Bazıları Bahçeli’nin tepkisinin sadece gazeteciye yönelik olmadığını düşünüyor. Şimdi bazıları, “iktidarın ortaklarının birbirinden haberi yok. Erdoğan’ın Bahçeli’den, Bahçeli’nin Erdoğan’ın haberi yok” diyor. Ben de bunun mümkün olmadığını düşünüyorum. Evet. Kullanılacak sözler, ifadeler taraflar arasında kararlaştırılmış değildir elbette. Ama genel çerçeve konusunda ben iktidarda bir görüş birliğinin olduğunu düşünüyorum. Yoksa Bahçeli’nin açıklamasının hemen ertesinde Öcalan’ın görüş yasağı ortadan kaldırılmazdı. Onu Bahçeli yapmadı. Onu devlet kendisi, iktidar kendisi gerçekleştirdi. Birincisi bu. İkincisi Erdoğan’ın grup konuşmalarını dikkatli bir şekilde okuduğumuzda, Bahçeli’nin genel çerçevesini sahiplendiğini görüyoruz. Nitekim son konuşmasında, “Biz terörün ortadan kaldırılması konusunda yek vücuduz, Cumhur İttifakı’nda herhangi bir görüş ayrılığı yoktur” gibi bir ifade kullandı. Bahçeli’nin genel çerçevesini sahipleniyor ama somut konuları konuşmaya gelince imtina ediyor. Örneğin Umut Hakkı hakkında, Öcalan’ın çağrı yapması hakkında hiç konuşmuyor.
Neden?
Elini açık etmiyor, bu biraz da Erdoğan’ın siyaset tarzıyla ilintili bir husus. Bir önerinin kamuoyunda nasıl algılandığı, kendisi için ne tür sonuçlar üreteceğini görüp ondan sonra adım atmaya çalışması gibi bir tarzı var Erdoğan’ın. Muhtemelen bundan dolayıdır. Dolayısıyla genel çerçeve üzerinde bir anlaşma var. Yol, yöntem, hız konusunda farklılık olabilir. Erdoğan’ın topa Bahçeli kadar girmemesinin sebebi de bu farklılıklardan kaynaklanıyor olabilir.

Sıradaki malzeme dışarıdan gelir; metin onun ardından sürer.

PR #2632, opened 2021-09-03
Add support for negative terrain damage

rueter37:
This PR adds support for negative terrain damage. RPG_RT supports this and the RPG Maker 2003 documentation says that the
editor allows setting negative terrain damage values.

### DIFF
--- a/src/game_player.cpp
+++ b/src/game_player.cpp
@@ -610,16 +610,18 @@ bool Game_Player::Move(int dir) {
 	bool red_flash = false;
 
 	if (terrain) {
-		if (!terrain->on_damage_se || (terrain->on_damage_se && (terrain->damage > 0))) {
-			Main_Data::game_system->SePlay(terrain->footstep);
-		}
-		if (terrain->damage > 0) {
+		if (terrain->damage != 0) {
 			for (auto hero : Main_Data::game_party->GetActors()) {
-				if (!hero->PreventsTerrainDamage()) {
-					red_flash = true;
+				if (terrain->damage < 0 || !hero->PreventsTerrainDamage()) {
+					if (terrain->damage > 0) {
+						red_flash = true;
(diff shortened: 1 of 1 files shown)


fdelapena (approved):

carstene1ns (approved):

src/game_player.cpp
```diff
@@ -613,10 +613,12 @@ bool Game_Player::Move(int dir) {
 		if (!terrain->on_damage_se || (terrain->on_damage_se && (terrain->damage > 0))) {
 			Main_Data::game_system->SePlay(terrain->footstep);
 		}
-		if (terrain->damage > 0) {
+		if (terrain->damage != 0) {
 			for (auto hero : Main_Data::game_party->GetActors()) {
-				if (!hero->PreventsTerrainDamage()) {
-					red_flash = true;
+				if (terrain->damage < 0 || !hero->PreventsTerrainDamage()) {
```
Ghabry, line 618: did you verify that:

- "Preventing damage" does not prevent heal? (we are talking about RPG Maker 2003 here!)
- "Negative damage" does not flash the screen in a red color?

src/game_player.cpp
```diff
@@ -613,10 +613,12 @@ bool Game_Player::Move(int dir) {
 		if (!terrain->on_damage_se || (terrain->on_damage_se && (terrain->damage > 0))) {
 			Main_Data::game_system->SePlay(terrain->footstep);
```
Ghabry, line 614: this seems to match. Can you quickly check that the condition when the SE plays is correct?

rueter37:
@Ghabry I have updated the condition when the SE is played. The SE is played if `on_damage_se` is unset or if at least one party member takes terrain damage.

Ghabry (approved):

Issue #2574, opened 2021-07-12
Incorrect scroll speed in some windows


Ghabry:
see #2264

**Title screen, main menu screen, party/actor battle menus**
- Scrolling stops at end of menu. In RPG_RT, holding down arrow scrolls endlessly.
- Scrolling might be _slightly_ too slow.

**Equip screen**
![](https://i.imgur.com/kWS4l0y.png)
- Same as above
- Scrolling stops at end of equip slots. In RPG_RT, holding down arrow scrolls endlessly.

**Shop screen**
![](https://i.imgur.com/MgLoO2y.png)
- No smooth scrolling (not in other menus?)

rueter37:
Hasn't the endless scroll issue already been fixed? Or do I miss something?

Ghabry:
I do not understand "task lists". I added the issue but the task was still not flagged as "done" after merge -_-

@rueter37  is anything else of this already fixde?

rueter37:
@Ghabry Yes, the checkboxes 1 and 3 are already fixed by #2361. Only "smooth scrolling" (checkbox 4) is remaining.

PR #2634, opened 2021-09-04
Change menu cursor scrolling speed

rueter37:
This PR decreases the interval between two menu cursor scrolls to 4 frames and increases the initial delay to 23 frames.

This is a partial fix for #2574. Still missing is the "smooth scrolling" stuff in the shop window.

### DIFF
--- a/src/input.cpp
+++ b/src/input.cpp
@@ -35,14 +35,14 @@ namespace Input {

Fakat şunu da belirtmek lazım. Bu çok uzun sürdürülebilecek bir durum değil. Yani nihayetinde insanlar Erdoğan’dan da bu konu hakkında nasıl bir tavır takındığını öğrenmek isteyeceklerdir. O nedenle ben önümüzdeki günlerde Erdoğan’ın Bahçeli’nin inisiyatifiyle başlayan bu süreç hakkındaki tutumunu daha da netleştireceğini düşünüyorum.
Devlet Bahçeli nezdinde devlet, neden yeni bir sürece ihtiyaç duydu?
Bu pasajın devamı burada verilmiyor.